Available data:
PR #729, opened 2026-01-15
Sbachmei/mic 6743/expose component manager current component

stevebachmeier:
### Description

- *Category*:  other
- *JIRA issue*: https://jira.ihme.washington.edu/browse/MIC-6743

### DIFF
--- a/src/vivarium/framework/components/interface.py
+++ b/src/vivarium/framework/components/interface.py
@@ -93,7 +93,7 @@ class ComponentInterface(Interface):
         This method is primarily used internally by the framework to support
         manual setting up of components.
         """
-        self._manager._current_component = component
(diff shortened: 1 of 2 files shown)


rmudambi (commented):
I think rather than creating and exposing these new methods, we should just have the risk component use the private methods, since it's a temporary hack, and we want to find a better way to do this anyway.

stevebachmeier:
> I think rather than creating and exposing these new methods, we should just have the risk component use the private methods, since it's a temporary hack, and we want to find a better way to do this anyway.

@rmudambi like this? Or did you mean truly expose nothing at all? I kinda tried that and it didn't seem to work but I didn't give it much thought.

==

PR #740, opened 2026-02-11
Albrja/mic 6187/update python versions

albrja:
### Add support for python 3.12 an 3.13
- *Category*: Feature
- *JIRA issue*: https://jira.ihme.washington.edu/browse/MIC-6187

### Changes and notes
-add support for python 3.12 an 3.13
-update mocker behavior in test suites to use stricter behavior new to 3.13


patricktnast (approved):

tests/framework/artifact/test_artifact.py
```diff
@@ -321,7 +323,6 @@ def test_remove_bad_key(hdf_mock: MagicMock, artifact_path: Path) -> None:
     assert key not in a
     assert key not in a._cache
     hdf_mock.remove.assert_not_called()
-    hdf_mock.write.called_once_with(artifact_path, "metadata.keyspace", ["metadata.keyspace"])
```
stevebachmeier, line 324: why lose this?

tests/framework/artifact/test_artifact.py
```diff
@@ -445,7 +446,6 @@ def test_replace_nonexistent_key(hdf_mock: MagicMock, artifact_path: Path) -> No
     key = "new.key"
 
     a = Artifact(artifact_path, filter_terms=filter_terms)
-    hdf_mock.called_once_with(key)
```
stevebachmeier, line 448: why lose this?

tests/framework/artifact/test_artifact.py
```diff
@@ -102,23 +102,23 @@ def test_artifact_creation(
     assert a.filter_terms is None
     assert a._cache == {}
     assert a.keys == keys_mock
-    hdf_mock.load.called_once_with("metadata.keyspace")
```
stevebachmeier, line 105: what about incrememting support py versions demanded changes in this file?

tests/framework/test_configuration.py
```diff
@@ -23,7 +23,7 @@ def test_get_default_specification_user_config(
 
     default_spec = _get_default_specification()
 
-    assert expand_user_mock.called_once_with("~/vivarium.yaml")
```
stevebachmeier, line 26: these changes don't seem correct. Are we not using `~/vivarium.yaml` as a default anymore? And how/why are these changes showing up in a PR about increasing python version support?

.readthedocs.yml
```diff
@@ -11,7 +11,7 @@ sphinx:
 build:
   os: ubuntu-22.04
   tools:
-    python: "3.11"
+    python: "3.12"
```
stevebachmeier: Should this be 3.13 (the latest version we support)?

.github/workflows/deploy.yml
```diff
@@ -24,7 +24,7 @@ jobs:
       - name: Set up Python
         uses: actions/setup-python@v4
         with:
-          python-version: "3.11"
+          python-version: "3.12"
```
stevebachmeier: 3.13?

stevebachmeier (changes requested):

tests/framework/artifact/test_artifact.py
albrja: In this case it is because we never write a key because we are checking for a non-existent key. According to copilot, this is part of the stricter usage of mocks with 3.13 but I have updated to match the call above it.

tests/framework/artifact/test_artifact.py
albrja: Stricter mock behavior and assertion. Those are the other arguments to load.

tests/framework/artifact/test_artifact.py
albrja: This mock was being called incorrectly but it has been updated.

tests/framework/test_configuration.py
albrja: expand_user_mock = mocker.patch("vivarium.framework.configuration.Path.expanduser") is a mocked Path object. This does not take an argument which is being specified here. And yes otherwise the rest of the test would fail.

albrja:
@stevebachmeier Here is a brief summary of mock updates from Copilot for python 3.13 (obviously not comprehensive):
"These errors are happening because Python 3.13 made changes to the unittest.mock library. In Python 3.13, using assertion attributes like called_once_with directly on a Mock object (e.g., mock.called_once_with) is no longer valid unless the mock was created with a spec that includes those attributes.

---

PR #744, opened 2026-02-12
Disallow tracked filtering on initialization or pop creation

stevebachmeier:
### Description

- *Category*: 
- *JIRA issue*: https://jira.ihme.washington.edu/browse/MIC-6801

Exercise prompt: Within the records above, count the lines that hold the word "MagicMock" and give only that number.

Response area: 2